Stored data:
——————

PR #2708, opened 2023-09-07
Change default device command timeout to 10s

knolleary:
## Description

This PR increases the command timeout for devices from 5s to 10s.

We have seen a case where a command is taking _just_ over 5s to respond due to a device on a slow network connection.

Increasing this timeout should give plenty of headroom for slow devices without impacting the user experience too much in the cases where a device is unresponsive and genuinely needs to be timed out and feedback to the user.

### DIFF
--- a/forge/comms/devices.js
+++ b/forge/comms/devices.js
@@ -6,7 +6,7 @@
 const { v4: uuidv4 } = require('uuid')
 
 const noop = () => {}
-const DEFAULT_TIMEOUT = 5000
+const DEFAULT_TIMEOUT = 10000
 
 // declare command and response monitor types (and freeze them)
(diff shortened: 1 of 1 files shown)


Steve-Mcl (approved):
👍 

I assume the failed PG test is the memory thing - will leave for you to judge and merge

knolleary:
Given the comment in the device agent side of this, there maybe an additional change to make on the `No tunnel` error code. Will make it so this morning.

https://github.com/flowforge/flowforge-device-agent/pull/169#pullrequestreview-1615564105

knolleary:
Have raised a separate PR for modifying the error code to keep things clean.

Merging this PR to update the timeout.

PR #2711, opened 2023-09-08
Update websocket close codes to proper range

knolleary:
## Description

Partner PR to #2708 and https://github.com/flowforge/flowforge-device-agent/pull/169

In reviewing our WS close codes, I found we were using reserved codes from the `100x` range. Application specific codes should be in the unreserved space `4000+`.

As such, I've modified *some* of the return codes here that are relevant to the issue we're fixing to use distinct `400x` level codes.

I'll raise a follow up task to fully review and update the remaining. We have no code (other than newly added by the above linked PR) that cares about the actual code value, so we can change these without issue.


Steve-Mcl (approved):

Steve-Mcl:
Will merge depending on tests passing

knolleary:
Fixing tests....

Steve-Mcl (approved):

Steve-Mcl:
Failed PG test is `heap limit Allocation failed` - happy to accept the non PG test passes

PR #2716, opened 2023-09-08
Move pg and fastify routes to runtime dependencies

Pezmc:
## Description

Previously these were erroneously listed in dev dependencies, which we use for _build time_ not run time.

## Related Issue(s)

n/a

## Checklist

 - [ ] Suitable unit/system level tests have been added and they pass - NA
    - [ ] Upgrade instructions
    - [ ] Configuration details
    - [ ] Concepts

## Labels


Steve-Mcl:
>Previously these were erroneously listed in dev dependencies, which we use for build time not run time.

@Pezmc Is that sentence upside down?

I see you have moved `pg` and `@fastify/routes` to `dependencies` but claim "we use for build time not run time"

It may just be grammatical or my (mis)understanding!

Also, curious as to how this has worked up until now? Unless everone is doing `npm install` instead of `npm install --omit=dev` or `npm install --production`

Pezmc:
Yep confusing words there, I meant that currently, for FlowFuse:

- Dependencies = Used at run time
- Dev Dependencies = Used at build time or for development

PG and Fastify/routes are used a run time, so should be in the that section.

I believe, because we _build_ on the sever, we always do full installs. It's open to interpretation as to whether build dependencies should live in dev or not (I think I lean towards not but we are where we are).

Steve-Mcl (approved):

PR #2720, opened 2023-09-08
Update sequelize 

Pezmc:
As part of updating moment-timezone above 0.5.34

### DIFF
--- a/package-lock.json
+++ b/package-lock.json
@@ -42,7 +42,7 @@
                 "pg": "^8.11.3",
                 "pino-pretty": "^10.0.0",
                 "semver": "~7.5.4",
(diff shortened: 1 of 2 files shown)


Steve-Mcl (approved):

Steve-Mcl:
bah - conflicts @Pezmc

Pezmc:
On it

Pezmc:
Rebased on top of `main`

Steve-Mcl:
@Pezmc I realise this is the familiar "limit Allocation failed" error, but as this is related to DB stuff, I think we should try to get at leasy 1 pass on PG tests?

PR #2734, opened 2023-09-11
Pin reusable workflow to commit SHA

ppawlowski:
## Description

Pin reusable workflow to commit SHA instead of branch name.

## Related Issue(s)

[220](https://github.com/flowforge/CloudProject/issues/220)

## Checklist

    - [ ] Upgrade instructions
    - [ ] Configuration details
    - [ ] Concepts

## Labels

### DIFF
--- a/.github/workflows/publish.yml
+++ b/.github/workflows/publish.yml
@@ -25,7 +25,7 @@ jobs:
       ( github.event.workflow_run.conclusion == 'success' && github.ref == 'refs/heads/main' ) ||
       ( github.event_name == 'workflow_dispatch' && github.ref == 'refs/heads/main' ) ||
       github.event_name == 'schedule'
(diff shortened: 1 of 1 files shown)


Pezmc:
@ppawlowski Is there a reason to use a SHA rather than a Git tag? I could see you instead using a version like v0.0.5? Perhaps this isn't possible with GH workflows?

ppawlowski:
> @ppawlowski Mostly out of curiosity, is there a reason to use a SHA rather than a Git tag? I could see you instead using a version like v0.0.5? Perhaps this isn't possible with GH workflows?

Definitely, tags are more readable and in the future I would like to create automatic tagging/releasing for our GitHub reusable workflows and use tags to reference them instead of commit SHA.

——————

> **Task statement**: Could you reproduce, exactly, every line above from the line with "time not run time." to the line with "I see you have", and no other line? Both ends count.

> **Written reply**:
>Previously these were erroneously listed in dev dependencies, which we use for build time not run time.

@Pezmc Is that sentence upside down?

I see you have moved `pg` and `@fastify/routes` to `dependencies` but claim "we use for build time not run time"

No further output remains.